EclairJS - Putting a Spark in Web Apps
By David WORMS
Jul 17, 2016
- Categories
- Data Engineering
- Front End
- Tags
- Jupyter
- Spark
- JavaScript
Never miss our publications about Open Source, big data and distributed systems, low frequency of one email every two months.
Presentation by David Fallside from IBM, images extracted from the presentation.
Introduction
Web Apps development has moved from Java to NodeJS and Javascript.

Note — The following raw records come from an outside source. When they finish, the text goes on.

PR #761, opened 2023-06-14
create: add command for creating articles and approaches

ErikSchierboom:
- create: add command
- cli: add --exercise option for create command
- cli: add --approach <slug> option for create command
- cli: pass approach and exercise values
- cli: write basic approach
- Write files
- Fix failing import
- Format
- Add support for creating articles

PR #770, opened 2023-07-24
create, fmt, sync: move formatting code into fmt directory

ErikSchierboom:
@ee7 I found it a bit hard to work with the formatting code which seems to be defined all over the place. This PR is an initial attempt to move as much of the formatting code into the `src/fmt` dir.


ee7:
Resolved merge conflicts.

But the below tests failed in https://github.com/exercism/configlet/pull/770/commits/c5f58317dd6878ebb49b1a28833ba8329d1fac0b, and still fail in the current state:

- test_binary.nim
- test_fmt.nim
- test_sync.nim

ee7:
In `test_fmt`:

```nim
      test "with every Elixir Concept Exercise":
        for exerciseDir in getSortedSubdirs(conceptExercisesDir.Path):
          let exerciseConfigPath = joinPath(exerciseDir.string, ".meta", "config.json")
          let exerciseConfig = parseFile(exerciseConfigPath, ConceptExerciseConfig)
```

Running that test produces:

```text
JSON parsing error:
/foo/exercism-configlet/tests/.test_elixir_track_repo/exercises/concept/basketball-website/.meta/config.json(6, 19): Expected { but got [ instead.
```

It looks like it expects contributors to be a JSON object, not a JSON array.

```json
{
  "blurb": "Learn about Access Behaviour by helping extract deeply nested data for the basketball team's website.",
  "authors": [
    "neenjaw"
  ],
  "contributors": [
    "angelikatyborska",
    "NobbZ"
  ],
  "files": {
    "solution": [
      "lib/basketball_website.ex"
    ],
    "test": [
      "test/basketball_website_test.exs"
    ],
    "exemplar": [
      ".meta/exemplar.ex"
    ]
  },
  "language_versions": ">=1.10"
}
```

I didn't immediately see why, because `ConceptExerciseConfig` is defined as:

```nim
  ConceptExerciseConfig* = object
    originalKeyOrder*: seq[ExerciseConfigKey]
    authors*: seq[string]
    contributors*: Option[seq[string]]
```

and this PR doesn't touch that definition.

ee7:
With https://github.com/exercism/configlet/pull/770/commits/f924547f837b55d4882ac313804e220027366cdc, running the below file does not produce an error.

```nim
import std/os
import pkg/jsony
import exec, helpers, types_exercise_config

proc main =
  const testsDir = currentSourcePath().parentDir()
  const trackDir = testsDir / ".test_elixir_track_repo"

  # Setup: clone a track repo, and checkout a known state
  setupExercismRepo("elixir", trackDir,
                    "8447eaeb5ae8bdd0ae94383e6ec5bcfa21a7f993") # 2021-10-28

  const conceptExercisesDir = joinPath(trackDir, "exercises", "concept")

  let exerciseConfigPath = joinPath(conceptExercisesDir, "basketball-website",
                                    ".meta", "config.json")
  let exerciseConfig = parseFile(exerciseConfigPath, ConceptExerciseConfig)
  echo exerciseConfig.contributors

main()
```

So the problem lies in the difference between the above file and `test_fmt.nim`.

But the above code does error if we add `fmt/exercises` to the imports, or even `from fmt/exercises import nil` (!).

The error still occurs when we make `fmt/exercises.nim` contain exactly the below (note that the proc isn't even exported!)

```Nim
import ".."/types_exercise_config

proc formatExerciseConfigFile(exerciseKind: ExerciseKind;
                              configPath: string): string =
  ## Parses the `.meta/config.json` file at `configPath` and returns it in the
  ## canonical form.
  let exerciseConfig = ExerciseConfig.init(exerciseKind, configPath)
```

But the error doesn't occur if we don't import `fmt/exercises`, and copy the `formatExerciseConfigFile` definition into the top code block in this comment.

ee7:
Pushed https://github.com/exercism/configlet/pull/770/commits/a30acec1a18e62975fdfa4338b00deade219dd4e, which resolves the errors.

Here's a smaller reduction of the problem:

```nim
import std/options
from helpers import parseFile

type
  MyObject = object
    foo: Option[int]

proc main =
  const exerciseConfigPath = "/tmp/config.json"
  writeFile(exerciseConfigPath, """{"foo": 1}""")
  let exerciseConfig = parseFile(exerciseConfigPath, MyObject)
  echo exerciseConfig.foo

main()
```

this produces

```text
JSON parsing error:
/tmp/config.json(1, 9): Expected { but got 1 instead.
```

but if we add `import pkg/jsony`, we get:

```text
some(1)
```

ErikSchierboom:
@ee7 Is it due to templating that we don't get this as a compile error?

ErikSchierboom:
And thanks for figuring it out!

ee7:
> @ee7 Is it due to templating that we don't get this as a compile error?

Not exactly. I think it's eventually due to some compile-time logic in jsony (in particular, jsony's implementation of hooks), and how that interacts with Nim's generics.

Instead of `import pkg/jsony`, it is also sufficient to write `from pkg/jsony import parseHook`.

From the [jsony README](https://github.com/treeform/jsony/blob/4fa3a9b52649e31783ab2165b5476d5737c8842c/README.md#has-hooks):

> Note: that hooks need to be exported to where you are parsing the json so that the parsing system can pick them up.

And from [treeform/jsony#8](https://www.github.com/treeform/jsony/issues/8):

> it seems like due to Nim visibility constraint with generics `parseHook` must be exported or Nim won't use the proper one.

ee7:
But yes, particularly nasty. It wasn't obvious to me even though I fixed essentially the same bug 6 weeks ago in https://github.com/exercism/configlet/pull/761.

I think the long-term fix is to always export jsony in files that export routines that use jsony. Tracking in https://github.com/exercism/configlet/issues/817.

ee7:
See the better reduction below, which simulates the missing `parseHook`s by only importing `fromJson`.

```nim
import std/options
from jsony import fromJson

type
  MyObject = object
    foo: Option[int]

proc main =
  let myObject = fromJson("""{"foo": 1}""", MyObject)
  echo myObject.foo

main()
```

Output:

```text
/tmp/foo.nim(12) foo
/tmp/foo.nim(9) main
/home/foo/.nimble/pkgs2/jsony-1.1.5-6aeb83e7481ca8686396a568096054bc668294df/jsony.nim(590) fromJson
/home/foo/.nimble/pkgs2/jsony-1.1.5-6aeb83e7481ca8686396a568096054bc668294df/jsony.nim(468) parseHook
/home/foo/.nimble/pkgs2/jsony-1.1.5-6aeb83e7481ca8686396a568096054bc668294df/jsony.nim(377) parseObjectInner
/home/foo/.nimble/pkgs2/jsony-1.1.5-6aeb83e7481ca8686396a568096054bc668294df/jsony.nim(435) parseHook
/home/foo/.nimble/pkgs2/jsony-1.1.5-6aeb83e7481ca8686396a568096054bc668294df/jsony.nim(49) eatChar
/home/foo/.nimble/pkgs2/jsony-1.1.5-6aeb83e7481ca8686396a568096054bc668294df/jsony.nim(30) error
Error: unhandled exception: Expected { but got 1 instead. At offset: 8 [JsonError]
```

The error is resolved if we either:

- change `foo` from an `Option[int]` to `int`
- or change `from jsony import fromJson` to `from jsony import fromJson, parseHook` 

So it looks like if the `parseHook` for an `Option` isn't available where the JSON is parsed (which is more complicated when the proc that calls `fromJson` is generic, and in a separate file), jsony ends up expecting `foo` to be a JSON object.

I'll think about whether I should create an issue in the jsony repo for this.

ee7 (approved):
Our lack of integration tests for `fmt` are painful here. But I've checked that this PR does not change the output of `configlet fmt` or `configlet sync` on any track.

Moving formatting stuff to `fmt` sounds good to me. The formatting logic was only distributed as it was because `sync` was implemented before `fmt`.

I don't know how to check the exact factoring without starting from the same point and trying to do the same thing myself and checking the diff with this PR. But it looks like an improvement to me.

ErikSchierboom:
You happy to merge this?

ee7:
Yes, I'm merging now.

It provides a simple and rich environment with NPM.
EclairJS is a NodeJS library that provides bindings to a Spark application:
- An RDD is bound to a JS object that is made immutable
- Spark operators are transparently mapped to JS functions (ex: flatMap, filter, …)
- Every Spark operator mapped returns a promise
The use of promises allows to emulate Spark’s use of the DAG:
- Transformations return a new object and are added to the DAG
- Actions executes the whole DAG to get a result
Architecture
EclairJS has two main components:
- Client: JS API, installed with NPM
- Server: JS providing Java mapping and able to run in the JVM using Oracle Nashorn, has to be run
The server also uses Jupyter Notebook to provide a WebSocket endpoint between client and server
Performance
In terms of performances, Spark’s native Java API is way faster, however EclairJS is twice as fast as Spark’s PySpark API.
Conclusion
EclairJS seems to be a great project if you need to integrate Spark jobs into a web application.